3. A study was conducted to see whether taking vitamin E daily would reduce the levels of atherosclerotic disease in a random sample of 500 individuals. Clinical measurements, including thickness of plaque of the carotid artery (taken via ultrasound), were recorded at baseline and at two subsequent visits in a SAS data set called VITE. Patients were divided into two strata according to their baseline plaque measurement.

(a) First, double-click on VITE file to check column names. If your column names are long (e.g., labels are shown instead of column names), then go the menu and change the setting to column names.

(b) Use proc content to see variable names as well as variable labels to better understand each variable. Note that the current data is in long format. We first want to transform the data to wide format so that we can conduct certain statistical analyses. See the following reference materials to understand the difference between long and wide formats. Basically, long formats have repeated observations for a given person, whereas wide formats record those observations column-wise. Use proc transpose command to so that plague values for each visit (0, 1, 2) are recorded in 3 separate columns as opposed to 3 rows, by ID and treatment

a. Reference1:https://stats.idre.ucla.edu/sas/modules/how-to-reshape-data-long-to-wide- using-proc-transpose/

b. Reference2: https://data.library.virginia.edu/reshaping-data-from-wide-to-long/

(c) Assume there were no placebo group (i.e., treatment = 0) in your data set. Conduct a test to see whether there is a difference in plaque level before treatment and after the second visit? Interpret your results.

https://stats.idre.ucla.edu/sas/modules/how-to-reshape-data-long-to-wide-using-proc-transpose/

https://data.library.virginia.edu/reshaping-data-from-wide-to-long/

(d) Now, considering the fact that there is indeed a control group in your dataset, conduct a new test

to check whether there is a difference in plaque level before treatment and after the second visit. Interpret your results. (Hint: You need to make sure that the reduction in plaque level (if any) is indeed due to taking vitamin E. This is how having the control group in the study helps. In particular, you need to test whether the reduction in plaque level for treatment group is significantly less than that for control group)

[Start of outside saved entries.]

PR #57, opened 2020-02-18
update attendees list

SethTisue:


SethTisue:
merging since I'm sure it's an improvement. Darja it would still be good if you double-checked that the list is now 100% correct

SethTisue:
merging since I'm sure it's an improvement. Darja it would still be good if you double-checked that the list is now 100% correct

PR #65, opened 2020-07-02
SCP-024 was accepted

SethTisue:


nmcb:
Are minutes of the 2020 meeting available ?

SethTisue:
@nmcb They're coming. I'll draft them this week and then wait a week before publishing to give the board members time to check them over and suggest any corrections.

PR #69, opened 2021-02-12
update board members

SethTisue:


SethTisue:
Unsure about the GS change. Several member companies have been sending a somewhat rotating cast of people to the meetings and I'm not always sure who the "official" representative currently is or whether it really matters. For simplicity, I suggest we list a single name per company, which is why I cut GS down to one name. (Regardless, no strong opinion about how to handle this.)

sjrd (approved):
Looks good to me as far as I can tell, but I'm also requesting a review from @darjutak.

SethTisue:
in the interest of getting this merged, I changed this to leave the Goldman entry alone.

PR #71, opened 2021-02-12
invitations and agendas

SethTisue:


SethTisue:
@adriaanm do you recall if there was agenda for the most recent meeting? I couldn't find one anywhere.

(it's not terribly important if we can't find one, since people are much more likely to want to consult the minutes and see what actually happened, rather than read about what we thought might happen...)

SethTisue:
I'm going to merge this regardless so I can link to these files from the minutes, but of course updates remain possible...

adriaanm:
There was no agenda, no.

PR #79, opened 2021-11-01
Refactoring proposal

eed3si9n:


julienrf (commented):
Thank you @eed3si9n for writing this proposal.

Overall, I think it would be easier to discuss it if it has more details, especially about the problem you want to solve, and the scope of the work to be done by the Scala Center.

For instance, when I read the proposal it seems to me that it consists of enriching BSP with endpoints for refactoring, and implementing these endpoints by calling scalafix. However, the two mentioned examples (renaming and moving) are refactorings that are not supported by Scalafix. I expect that implementing those two refactorings are not part of the proposal? Or, is it?

proposals/027-refactoring.md
```diff
@@ -0,0 +1,71 @@
...
+Proposed by Eugene Yokota, Twitter, November 1st, 2021
+
+## Abstract
+
+We propose enhancements to the tooling ecosystem around refactorings.
+
+While Scalafix has been successful in automatic rewrites, there a number of challenges:
+
+1. The rule writing is not accessible outside of the core library author persona.
+2. Refactoring often involves build changes, but Scalafix is unaware about that.
```
olafurpg, line 12: What build tools would be in scope for this project? Scalafix can edit sbt and Mill build files but not Gradle/Bazel/Maven files.

proposals/027-refactoring.md
```diff
@@ -0,0 +1,71 @@
...
+
+Proposed by Eugene Yokota, Twitter, November 1st, 2021
+
+## Abstract
+
+We propose enhancements to the tooling ecosystem around refactorings.
+
+While Scalafix has been successful in automatic rewrites, there a number of challenges:
+
+1. The rule writing is not accessible outside of the core library author persona.
```
olafurpg, line 11: For simple rename symbol refactorings, you don't need to write a Scalafix rule. I can't remember the exact syntax but something like `rename:core.A.foo/core.A.bar` would rename the method `foo` on the class `core.A` to `bar`.

proposals/027-refactoring.md
```diff
@@ -0,0 +1,71 @@
...
+2. Refactoring often involves build changes, but Scalafix is unaware about that.
+3. Driving the Scalafix is limited to CLI or sbt.
```
olafurpg, line 13: You can also rename symbols through Metals, which uses similar SemanticDB infrastructure as Scalafix.

olafurpg (commented):
It's a bit difficult to know exactly what would be the success criteria of this proposal. I feel like there are two distinct problems:

1. We want to implement a refactoring rule that can move classes and update the build config accordingly. This feature does not exist in Metals today but it would be very nice if it was implemented.
1. Metals won't be able to apply refactoring rules for huge monorepo codebases where it's common to only import a small subset of the codebase into an IDE. It would be nice if Metals could instead serialize the refactoring rule somehow so that the build tool can run the refactoring in batch mode.

The first problem seems like a great starting point and would be a worthwhile project on its own. Problem 2 is dependent on problem 1. It's probably not too difficult for Metals to emit some kind of JSON file that describes the rename, which could then be understood by Scalafix (and buildozer-like tools).

proposals/027-refactoring.md
```diff
@@ -0,0 +1,71 @@
...
+
+- Define Build Server Protocol for common refactoring operations.
+- Implement a reference implementation using Scalafix.
+- Implement a reference UI
+
+## Discussion
+
+Generally speaking, IDEs such as IntelliJ and Metals have intuitive user experience of refactoring operations such as renaming and moving the packages around. This makes us think that Build Server Protocol might be a good fit; however, we probably do not want to require full language indexing either so they can be used in CI and/or at the corporate monorepo scale.
+
+In Language Server Protocol, there are [Rename Request][lsp-rename] and [Code Action Request][lsp-car], which might be considered for adopting as-is. Similarly, we might take advantage of the work that's been done in [The Language Server Index Format (LSIF)][lsif] as an optional step to narrow down the refactoring targets without invoking the language server or build tools.
```
olafurpg, line 25: I don't think LSIF is necessary here, lsif-java invokes the build tool to compile the codebase with the SemanticDB compiler plugin. Any build tool that can emit SemanticDB should be sufficient.

proposals/027-refactoring.md
julienrf: I might be digressing but, does that `rename:…` command work reliably? What if there are both a class and an object named `A` with a method `foo` on it? What if the method `foo` is inherited from a parent class? Does the command update usage of the method in other files?

proposals/027-refactoring.md
eed3si9n: Once it's in the BSP spec, then I'd imagine Build Server implementations could provide part of the support, similar to buildozer for Bazel? The reference implementation could be based on sbt and Mill if those exist already.

eed3si9n:
@julienrf

> Overall, I think it would be easier to discuss it if it has more details, especially about the problem you want to solve, and the scope of the work to be done by the Scala Center.

Both in monorepo and open source, massive refactoring could enable migration of libraries and Scala versions.

Two problems are:
1. Making the initiation of refactoring as easy as IDE-based refactoring.
2. Making the application of refactoring scale over monorepo or cross-GitHub-repos.

In terms of the Scala Center's work, I think the coordination between potential backend implementations and designing specification would be a useful outcome.

> For instance, when I read the proposal it seems to me that it consists of enriching BSP with endpoints for refactoring, and implementing these endpoints by calling scalafix. However, the two mentioned examples (renaming and moving) are refactorings that are not supported by Scalafix. I expect that implementing those two refactorings are not part of the proposal? Or, is it?

It sounds like Scalafix might have rename? Even if it doesn't having some easy-mode that could generate rename (`Patch.replaceSymbols`?) rules would be a pretty good outcome I think.

proposals/027-refactoring.md
eed3si9n: So enumerating finding all references to a symbol could also be something we can lift from LSP to BSP? We basically want to avoid calling scalafix against tens of thousands of targets if we can narrow down to necessary ones.

proposals/027-refactoring.md
olafurpg: If the build server knows how to apply the refactoring, would it make sense for IntelliJ/Metals to apply the refactoring directly via BSP instead of serializing the patch to a file. 🤔

SethTisue:
not really sure if edits on this are complete, but the meeting is coming up in less than 48 hours, so I'm merging this in its current form, so people can have something to review before the meeting.

proposals/027-refactoring.md
tgodzik: Could we clarify this point? I am not sure what exactly it means. Anyone can write rule and there are examples of different rules outside scalafix main repo.

sjrd:
Here is some feedback from the Scala Center team.

Our main concern with this proposal, as it stands, is that it defines a specific *solution* without clearly stating the *problem*. Normally, Scala Center Proposals first and foremost define a problem statement, along with a possible direction for the solution. Here, it *seems* to us that the problem is that of *refactoring in the context of monorepos*. If that is indeed the case, we would like the proposal to clearly state that, and state the issues that are currently faced when trying to perform refactoring in a monorepo.

Related to the above, it is not clear that BSP would be the best solution to the above problem, which highlights why stating the problem is very important. In particular, it could be the case that the existing BSP information such as build targets and their sources/dependencies/options would be enough for a BSP *client* to implement refactorings across a monorepo. And that without having to specify more stuff inside BSP (which has its limitations, as every new refactoring would have to go through that BSP specification).

Finally, the proposal states that refactorings sometimes need to change the build definition itself, with Moving as an example. Moving can be decomposed into two independent refactorings:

(e) Which of the tests in part (c) and (d) is more reliable? Explain. (Hint: This should be clear from the hint given above)

(f) One of the critical factors in randomizing the subjects in control and treatment groups is to make sure that the subjects are perfectly randomized in all aspects. Using the last two columns (i.e., alcohol and cigarette usage) of the original (long format) data, conduct two tests to check whether subjects are randomized perfectly. If they are perfectly randomized, then we should not expect much difference in alcohol (or cigarette) consumption for control vs. treatment groups.